Question arises, why are aggregate and query repository represented as non-shared components, when they are singletons which all pipelines can access concurrently?
Both components use ConcurrentHashMap which in contract to SynchronizedMap is not locking whole map on update. Instead, ConcurrentHashMap is divided into segments and each segment maintains its own lock. Any thread that wants to enter into segment have to acquire that segments lock.
Number of segments is decided by the parameter called Config::DEFAULT_CONCURRENCY_LEVEL
which is passed while instantiating ConcurrentHashMap. As we multiplexed our pipelines per instrument id, we know that each pipleline will access map segments sequentialy, therefore whole pipleline remains lockless.
How to scale?
With reactive and lockless implementation scaling options become more apparent. Vertical scaling by adding more memory and CPU cores would allow application to handle more assets in parallel and investing into CPU with good single thread performance would directly impact matching engine performance. Horizontal scaling would require deploying multiple instances of this application as microservices so that they can run in parallel across multiple machines. Then highly traded instrument could be handled on dedicated machine while all other can be handled by one shared machine.
Floats and doubles cannot accurately represent the base 10 multiples that we use for money. This issue isn't just for Java, it's for any programming language that uses base 2 floating-point types.
This project uses BigDecimal for representing numbers. The disadvantage of BigDecimal is that it's slower and there are common pitfalls that developer should be aware of.
- Embrace eventual consistency: Synchronous systems rely on request/response semantics as in, we invoke a method or REST endpoint and expect a response. This project implements this approach due to original system requirements. Better approach would be to subscribe to a dedicated SSE or WebSocket endpoint which will emit all the events once they have been materialized. After all UI is just one type of projection, so build it same as any other projection! Further contributions of this project will aim to demonstrate this approach too.

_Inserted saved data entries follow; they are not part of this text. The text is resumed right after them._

PR #215, opened 2021-08-23
cliarg: fix false parameter conflict bug

jhonkola:
Fix bug in `--user-config-json` parameter validation that caused an error
when `-c` parameter was used even if `--user-config-json` was not.

### DIFF
--- a/aiven/client/cliarg.py
+++ b/aiven/client/cliarg.py
@@ -11,6 +11,9 @@ import os
 
 
 def get_json_config(path_or_string):
+    # If parameter is empty, return an empty dict
+    if not path_or_string:
+        return {}
     if path_or_string.startswith("@"):
         filepath = path_or_string[1:]
         with open(filepath, "r") as config_file:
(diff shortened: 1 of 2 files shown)


aiven/client/cliarg.py
```diff
@@ -46,7 +49,7 @@ def user_config_json():
     def wrapper(fun):
         arg(
             "--user-config-json",
-            default="{}",
+            default={},
```
tsharju, line 52: Imho something line `None` would make a better default here. Now the function takes in basically `dict` or `str` whereas `Optional[str]` would maybe be more consistent. I know there's no typing here but still.

tsharju (changes requested):
One comment.

aiven/client/cliarg.py
jhonkola: Fixed.

tsharju (approved):
LGTM

tvainika:
@jhonkola @tsharju Are you planning to release 2.13.2 for this? IMO it would make sense as this regression can be quite confusing.

PR #218, opened 2021-09-03
cli: add support for dynamic disk sizing

ilpon:
Add support for a new feature that allows increasing the disk space provided by the plan within the plan defined limits.

### DIFF
--- a/aiven/client/cliarg.py
+++ b/aiven/client/cliarg.py
@@ -102,6 +102,9 @@ arg.config_file = arg(
     help="Additional configuration option whose value is loaded from file in the form name=filename",
 )
 arg.country_code = arg("--country-code", help="Billing country code")
+arg.disk_space_mb = arg(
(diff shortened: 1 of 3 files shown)


aiven/client/cliarg.py
```diff
@@ -102,6 +102,9 @@ def wrapped(self):
     help="Additional configuration option whose value is loaded from file in the form name=filename",
 )
 arg.country_code = arg("--country-code", help="Billing country code")
+arg.disk_space_mb = arg(
+    "--disk-space-gib", dest="disk_space_mb", type=lambda value: int(value) * 1024, help="Disk space for data storage (GiB)"
```
sjamgade, line 106: do we want to have some kind of sanity check here ? (eg: -ve value, super large value...)
or does the API do that ?

sjamgade (approved):
LGTM
do we need to worry about rounding errors while printing also

aiven/client/cliarg.py
ilpon: Yes, API checks that the value is between the limits set by the plan.

PR #220, opened 2021-09-07
Connection information commands for kafkacat and psql

mwfrojdman:
Examples:
```
# avn service connection-info pg uri mypg  --route privatelink --replica
postgres://avnadmin:lfkjJfjQ6vQIG7Xr@privatelink-mypg.aiven.domain:21089/defaultdb?sslmode=require
# avn service connection-info kafkacat -a sasl --username mwf mykafka
kafkacat -b mykafka.aiven.domain:21100 -X security.protocol=SASL_SSL -X ssl.ca.location=ca.pem -X sasl.mechanisms=SCRAM-SHA-256 -X sasl.username=mwf -X sasl.password=eTKOcEM8ulGG4nCa
```

### DIFF
--- a/aiven/client/cli.py
+++ b/aiven/client/cli.py
@@ -5,6 +5,9 @@
 from . import argx, client
 from aiven.client import envdefault
 from aiven.client.cliarg import arg
+from aiven.client.connection_info.common import Store
+from aiven.client.connection_info.kafka import KafkaCertificateConnectionInfo, KafkaSASLConnectionInfo
+from aiven.client.connection_info.pg import PGConnectionInfo
 from aiven.client.speller import suggest
 from collections import Counter
 from decimal import Decimal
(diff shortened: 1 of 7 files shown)


lornajane:
This is a real quality of life improvement and I think `connection-info` is good naming! We should call `kafkacat` by its new name `kcat` though, and also I have questions:
 - Is the first positional argument service type, and could we figure that out from the named service? Or is it a destination application?
 - And then if the user doesn't choose `uri`, what are the other options? Is there a default or would that even make sense since it's not-the-last of the positional arguments.
 - Do these commands also do the work of `user-creds-download` I am not sure if that would be surprising if the user was only expecting to get a string? Or maybe I should ask, which parts of the README docs should we update with this new feature https://github.com/aiven/aiven-client#id18
 - Why are both `--replica` and `--usage` supported when they do the same thing and you can't do both?

I would also like to update the usage strings but maybe when I've stopped asking so many questions.

mwfrojdman:
> This is a real quality of life improvement and I think `connection-info` is good naming! We should call `kafkacat` by its new name `kcat` though, and also I have questions:

Yeah I was thinking about this. (Old) Linux distributions will still have the command as `kafkacat`, while new installations probably use `kcat`. Maybe should add both as aliases to each other

>     * Is the first positional argument service type, and could we figure that out from the named service? Or is it a destination application?

I was thinking about that. The issue is that the arguments differ between service types. For example `--usage`/`--replica` is applicable on pg but not on kafka, and vice versa `--authentication-method` only makes sense in the context of Kafka.

Doing the argument parsing depending on service type is possible, but not without quite big changes to the `argx` helper on top of `argparse`.

>     * And then if the user doesn't choose `uri`, what are the other options? Is there a default or would that even make sense since it's not-the-last of the positional arguments.

The `service_uri` shown for all services is a proper URI for some services like pg and kafka connect, while eg. kafka and cassandra have just `hostname:port`. I think we could add a default once we have more connection info formats covered and see if it makes sense.

For pg there's `uri` (the URL), `psql` (psql command string), `string` (DSN style PG connection string). For kafka I just added `kafkacat`, but we could add Java-style configuration file support, python client arguments, and any other clients/commands that exist out there. I was also thinking of adding a `params` format for all service types that give a `connection_info_params` style key-value mapping (that can be dumped also in JSON). Those are also exposed in the console's connection info box currently.

>     * Do these commands also do the work of `user-creds-download` I am not sure if that would be surprising if the user was only expecting to get a string? Or maybe I should ask, which parts of the README docs should we update with this new feature https://github.com/aiven/aiven-client#id18
> 
>     * Why are both `--replica` and `--usage` supported when they do the same thing and you can't do both?

The idea there was that if you have assigned the desired usage to a variable you can just pass it to the command with `--usage`, but `--replica` is easier if you're just typing along instead of `--usage replica`

> I would also like to update the usage strings but maybe when I've stopped asking so many questions.

mwfrojdman:
Changed the key/cert file saving so that by default nothing is saved, with `--write` the files are saved if they don't already exist and with `--overwrite` even if they exist (last one might be useful if you're using eg. the same project or user name after deleting the previous and the credentials are no longer the same)

aiven/client/connection_info/pg.py
```diff
@@ -0,0 +1,55 @@
...
+    def from_service(cls, service, *, route, usage, username, dbname, sslmode):
+        if service["service_type"] != "pg":
+            raise ConnectionInfoError("Cannot format pg connection info for service type {service_type}".format_map(service))
+
+        info = find_component(service["components"], route=route, usage=usage)
+        host = info["host"]
+        port = info["port"]
+        user = find_user(service, username)
+        try:
+            password = user["password"]
```
rikonen, line 25: Should also check that password is not None

aiven/client/cli.py
```diff
@@ -1235,6 +1238,130 @@ def service__get(self):
...
+    @arg.project
+    @arg.service_name
+    @arg("-r", "--route", choices=("dynamic", "privatelink", "public"), default="dynamic")
+    @arg("-a", "--kafka-authentication-method", choices=("certificate", "sasl"), default="certificate")
+    @arg("-u", "--username", default="avnadmin")
+    @arg("--ca", default="ca.pem", dest="ca_path")
+    @arg("--client-cert", default="service.crt", dest="client_cert_path")
+    @arg("--client-key", default="service.key", dest="client_key_path")
+    @arg("-w", "--write", action="store_true", help="Save certificate and key files if they don't not exist")
+    @arg("-ww", "--overwrite", action="store_true", help="Save and overwrite certificate and key files")
```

- Going to production: As you probably noticed this project stores all events in memory and its long way from being production ready. Sole purpose of this project is to educate. It may fool you that writing your own CQRS Reactive framework is easy. There are many things that CQRS framework should be able to handle which are not implemented in this project, like snapshots, persistent storage support, upcasting, event processors that allows you to replay events etc... If you are looking for production ready alternative, Axon Framework could be a good staring point. Axon Framework is feature rich framework that is available for years now witch established community and large number of extensions. It also supports variety of Event Stores and message brokers. If you need something more lightweight, another interesting reactive and function framework that you should take a look is FModel.
- Unit tests
- Integration tests
- Load test
Execute mvn clean install
to build project and generate protobuf classes.
Then execute mvn spring-boot:run
to run application, or use IDE of choice to run application as Spring Boot application.